Protected from and on occasion engulfed by the trivia of existence, my goal has always been to find the moment when all goes still…”

Evelyn Williams: Images and Words 1998

Painting, good painting that is, derives much of its power from the tensions the artist intuitively sets up, the tensions between lines and forms, colours and textures of a work becoming the unmistakable metaphors for the physical and metaphysical of its subject matter, their successful resolution the cause of the emotions it may arouse in us.


For the visionary figuration of Evelyn Williams (b1929) those sensations of stillness and reverie that she so clearly intended her paintings of children, dreamers and sleepers to convey, find their origins, paradoxically enough, as she herself acknowledges in the passage above taken from one of her studio notebooks, from “ a close attention to the physical details of my life” and “ the trivia of my existence.”


A very similar set of artistic understandings would seem to lie behind Lisa Wright’s paintings which, for all the obvious difference in their technique and methods, even apparent subject matter (not to mention a huge gulf in age), nonetheless convey the same overriding sensation of a precarious and delicate balance being maintained over great abysses of feeling, moments of tentative poise between one place and another, again deriving largely out of acute and tender observations of the intimacies and tensions of her immediate family life and circumstances.


As she has observed of herself “It is important for me to be living and breathing in an environment which I can either be in or revisit with ease in order to be reacquainted or reinspired as the work develops.”


With her move to Cornwall from East London five years ago this painting environment has gradually expanded and developed in a kind of harmonic relationship with the changed patterns of her life; a second son (Theo) has, from his birth in 1999, now also become a consistent theme in her painting – asleep on the folded acreages of her bed, tottering precariously on high table tops, exploring through the open doors of the house – while his older brother Max is seen embarking on more adult pursuits, in particular it would seem here, a passion for swimming, both by himself, with friends or in the company of his younger brother at the poolside!


In short Lisa Wright’s life is steadily becoming ever richer and fuller, a situation which seems to be directly reflected in the range of themes and subjects she now wishes to take on as her family life begins to move out and beyond the more purely domestic interiors that dominated her work of even just a few years ago into more public arenas.

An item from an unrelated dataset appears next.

PR #395, opened 2026-04-29
Make it possible to disable WAL

### LINKED ISSUE #392: Make it possible to disable the WAL
Currently the user is always forced to use the WAL since it is on be default with no options to turn it off. A environment variable should be added that makes it possible to disable the WAL if the user wants. It should still be enabled by default.

CGodiksen:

If all this implies a kind of Vuillard-like intimism in her work that would give a quite false impression of the boldly artistic and intensely painterly means through which she chooses to explore such themes. A broad, confident handling of paint, a subtle feel for colour and a strong sense of abstract form have always given to her work its fundamental sense of an extended, often extensive space (something to which the luminosity of Cornish light has now added a further significant dimension) that creates stages onto which these intimate scenes are then, quite literally, drawn.


For it is, as ever in Wright’s work, through the tautness of her drawing that these paintings finally achieve their subtle human understandings, relationships often rehearsed beforehand in powerful ink wash preparatory studies before being translated into the painted lines on the canvas. It is in a curious way though the drawn element of the newest paintings in this group, the swimming-pool scenes like 'Floating' or 'After the Butterfly' for example, which now seems to be used with a growing subtlety and economy of means – we are, quite simply less aware of the drawing though it is in fact as crucial as ever to the composition’s final effect.


What are they about? Words used to describe a painting can, at best, only convey a parallel dimension though these children, floating between air and water, poised tentatively between land and water, balanced precariously between one level and another or moving from one space to another intimate, sensations of passages, movements of thought, indications of that sense of independence and moving away that is implicit the moment a child is born – heartbreaking yet essential - while, at the same time, in the very tension of the lines hinting at the threads that connect us back to friends and family love.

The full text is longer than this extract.